2.2.3. Figure Copying
This is a nonspeeded test of developmental age, composed of 10 geometric figures originally introduced by Binet and used by Piaget and Gesell to measure developmental (mental) age (Ilg & Ames, 1964; Jensen, 1980, pp. 165, 662–665). The test involves analytic spatial ability and is moderately g-loaded. The subject views a figure on the top half of each page of the test booklet and simply has to copy it as accurately as possible. Because the figure to be copied is constantly in the subject’s view, accurate performance is not dependent on memory of the figure. Each of the 10 figures, ordered on a Guttman-like scale of difficulty, is presented singly on a separate page. Each copied figure is scored on a threepoint scale (0–2) for its degree of conformity to the essential features of the target figure. This test was used only in Grades 3–6, because at higher grades there is a ceiling effect and restricted variance.

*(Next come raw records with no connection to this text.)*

PR #163, opened 2026-08-01
BMW M split (D-1): dispositions for the nameplate rule

rameerez:
BMW M split (D-1): dispositions for the nameplate rule

Pairs with vehiclesdb-pipeline#115. That PR, which makes normalizer.rb#bmw emit
M2/M3/M4/M5/M6/M8 and de-space a leading "M <one digit>". This is the data half.

renames.yml — 5 keys, and only 5. The spaced spellings ("M 3", "M-3", "M 5",
"M-5", "M 6") that the dossier's draft listed need NO key: the normalizer now
de-spaces them, so those keys would be dead on arrival. What survives is the
GLUED suffix forms, where the digit is followed by another word character and
\b cannot fire: M3A, M3B, M3S -> M3; M5S -> M5; M4GTS -> M4. Each passes the
fold safeguard — no BMW source publishes an "M3A" or an "M5S" as its own model.

former_ids.yml — 2 retirements, availability subset verified against the branch
build before writing (NAMING §2):
    car/bmw/m-3  fi,nl     ⊂ m3 (ar,ca,es,fi,gb,lu,nl,nz,th,ua,us)
    car/bmw/m-5  es,fi,nl  ⊂ m5 (ar,ca,es,fi,gb,ie,lu,nl,nz,ua,us)
Neither is a distinct product; both existed only because /^M(\d)\b/ could not
match a spaced or hyphenated badge.

removals.yml — car/bmw/m-series stays removed, reason RE-WORDED. It argued from
"bmwusa.com lists all of them separately", which after D-1 reads as an argument
for ids that now exist. The removal still stands for the ORIGINAL reason (the
label also wraps X5 M/X6 M/XM, so still no single successor) and now states its
cost: 6,112 gb + 107 nz vehicles that carry only the group label, which D-1 does
not recover.

spotchecks.yml — 4 rows. bmw/m3 and bmw/m5 guard the two halves of the rule and
the alias. bmw/m535i guards the DE-SPACING SCOPE and it has already failed once:
an unscoped lookahead rewrites "M 535 I" upstream of the rename layer, makes the
curated M535i/M635CSi keys inert and folds 84 curated vehicles into the generic
series. bmw/m1000rr is the NAMING §3 cross-kind tripwire — renames are
kind-blind, so any future M-prefix key in this block can reach the motorcycles.

DEBT.md — 3 rows, recorded not resolved:
  * the real E26 M1 has no id, deliberately. NOTE: the dossier's figures
    (33,245 of 33,258) DO NOT REPRODUCE — they are ~8.9x mine, consistent with
    summing the file's 49 quarterly columns where uk_dft reads only the newest.
    Re-measured: 3,755 gb vehicles, 99.71% M135i/M140i, 11 "M1 COUPE". The
    ratio the decision rests on holds in both.
  * m6 vs m635csi may be one product under two market names (E24 = M635CSi in
    Europe, M6 in North America) — routed to the SAME owner ruling the
    BYD/Bentley/Kia pairs are waiting on, not answered separately.
  * spaced M PERFORMANCE badges (M 340D, M 440XI, …) still land on junk ids;
    14 vehicles, single-source, unpublished. Fixing them via the lookahead is
    what breaks the M535i/M635CSi keeps, so it needs the per-spelling rename
    route the block already uses for M 135I/M 140I/M 550D.

Verification, on a frozen cache:
  control (origin/main both repos) 14,065 ids -> treatment 14,069, all 6 kinds
  DISAPPEARED 2 (both aliased above) · NEW 6 · AVAILABILITY CHANGED ELSEWHERE 0
  propose_former_ids: proposed=0 dead_keys=0 evidence_loss=0 unexplained=0
  build exit 0, ALL GATES GREEN (incl. the 4 new spotchecks)
  lint_curation OK (109 files) · lint_claims OK (14 adapters, 5 texts)

Co-Authored-By: Claude Opus 5 <noreply@anthropic.com>
Claude-Session: https://claude.ai/code/session_01UhxyKpNZhMwKLg7p75Ze7b


rameerez:
**CORRECTION — the M1 figures in this PR's description are wrong, and the dossier was right.**

The body says the dossier's `33,245 of 33,258` "DO NOT REPRODUCE" and gives `3,755 / 3,744 / 11`. That was my error. I summed `cols.reverse.find { |c| c =~ /\A[\d,]+\z/ }` over `uk_veh0120_uk.csv` — the LAST of its 53 columns, which is **`2014 Q3`**. The adapter reads **index 6 = `2026 Q1`**; the header runs newest→oldest and `uk_dft.rb:26` documents exactly that.

Re-measured at the correct column: **33,258 vehicles, 33,245 (99.96%) M135i/M140i, 13 (0.04%) `M1 COUPE`.** The dossier's figures are exact.

**D-1 is unaffected** — the decision rests on the ratio, and both readings agreed the label is ~100% M Performance. Nothing in the code, renames, former_ids or spotchecks changes. The DEBT row has been corrected in-place (4f6c4b4) and now carries the generalised lesson: VEH0120 has 47 historic quarters, so any hand-rolled replay of that file must pin index 6 or read the header rather than picking a numeric column by position.

Caught it because the same faulty method produced a Yamaha measurement that disagreed with an adapter-level replay by 7x — the disagreement was the tell.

Listening–Attention is a test presented by tape recorder that assesses the child’s ability to listen and pay attention to simple verbal instructions for about 5 min. Accuracy of performance depends mainly on the subject’s ability to listen to directions and pay close attention continuously for several minutes. Although performance requires knowing the numbers from 0 to 9, this test makes virtually no other demand on knowledge, memory, or reasoning. As purely a measure of listening and sustained attention, its very simple cognitive demands make it difficult to classify in Carroll’s factor hierarchy, but it seems best to belong under two of the first-stratum factors in the Carroll model: Factor AC (p. 547, attention, carefulness, counting, number checking) and Factor LS (p. 147, listening). Answer sheets consist of columns of 10 pairs of random but nonmatching single digits presented in five columns on two pages; each column is headed by a capital letter in alphabetical order. A tape-recorded male voice names the letter of the column to be attended to, then names, at a 2-s rate, one digit in each pair. Subjects are instructed to cross-out the named digit. The total score is the number of correct cross-outs.
2.2.5. Memory for Numbers
This is a test of digit span or short-term auditory memory, consisting of three subtests, each of which consists of six series of digits going from four digits in a series up to nine digits. It is a first-stratum factor (MS, p. 256) in Carroll’s model. It is presented on a tape recording on which the digits are spoken clearly by a male voice at the rate of precisely one digit per second. At the conclusion of each series, signaled by a ‘bong’ sound, the subject writes on a specially printed form as many digits as he or she can recall in the correct order. Each subtest is preceded by three practice trials. The three subtests are: (1) Immediate Recall, in which the ‘bong’ sounds 1 s after the last digit is heard; (2) Delayed Recall, in which the response is not written until signaled by the ‘bong’ 10 s after the last digit was spoken; and (3) Repeated Series, in which the same digit series is presented three times in succession, each repetition separated by a tone of 1-s duration, then is immediately recalled after the ‘bong’ at the end of the third presentation. The score for each subtest is the number of digits recalled in the correct serial position.
2.2.6. Making X’s
Making X’s assesses test-taking motivation, indicating the subject’s willingness to comply with instructions in a group testing situation and to concentrate for a brief period of time. In Carroll’s model (under the name ‘‘writing X’s’’) it is a first-stratum factor (p. 537, psychomotor ability). The subject is simply asked to make X’s in a series of squares for a period of 90 s. The test is given twice, under different instructions: (1) nonmotivating instructions in which nothing is said about speed, and (2) motivating instructions, in which subjects are told to work as fast as they can and try to exceed the number of X’s they made on the first trial. The subject’s score is the number of X’s written in 90 s.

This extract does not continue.